The Politics of Implementation


The Politics of Implementation

Patterns of methane emissions and implementation ultimately depend on what happens in oil and gas fields, coal mines, beef and dairy farms, landfill sites and more.

Hence understanding how methane policies and regulations, as well as technical methane abatement measures, are being applied and implemented at local levels is absolutely critical.

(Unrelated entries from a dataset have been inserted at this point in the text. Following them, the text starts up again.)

PR #2003, opened 2016-04-04
interpreter: fix rand by leaving rand methods to the FFI

xymus:
This PR fix `rand` with the interpreter so setting a seed with `srand_from` produces predictable results in the following calls to `rand`, and the same results as the same compiled program. The problem was caused by the interception of `rand` which was executed in the interpreter itself, while `srand_from` was executed on the side of the interpreted program. So setting the seed did not affect in anyway the values returned by `rand`.


privat:
+1

PR #2004, opened 2016-04-04
Friendz: fix missing music file

xymus:
This PR moves the music file in the Chainz of Friendz project to the new location of Android specific resources (changed in #1952). This missing file crashed the app at launch on Android.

To explore this, our ‘high level’ research on methane policies is complemented by research with implementing companies, business networks and their intermediaries, as well local ‘on-site’ research on methane abatement in practice. This research focuses on what businesses, managers, technicians and workers actually do, attending to the complex ways in which work routines, investment priorities, technical processes and more affect patterns of methane emissions and implementation. We ask:

  • Where, when, to what extent and why are businesses, farms and other implementing actors actually taking methane abatement measures, and reducing their methane emissions as a result? Or if not, then why not?
  • How do wider national and international political factors – patterns of non-compliance, corruption, deregulation, green branding, anti-net zero sentiment, and so on – affect patterns of methane abatement activity?
  • To what extent is the implementation of abatement measures responsive to policies and regulations, or is it more shaped by other (economic, technical, political, etc.) factors?
  • How context-specific are the patterns of, and challenges associated with, methane abatement? How do they vary across sites, sectors and scales?
  • How do the practical challenges of implementing methane abatement measures differ from those associated with CO2?
  • To what extent does the politics of implementation explain why progress towards limiting methane emissions has been so slow? and
  • How, in light of all this, might methane action be strengthened and improved?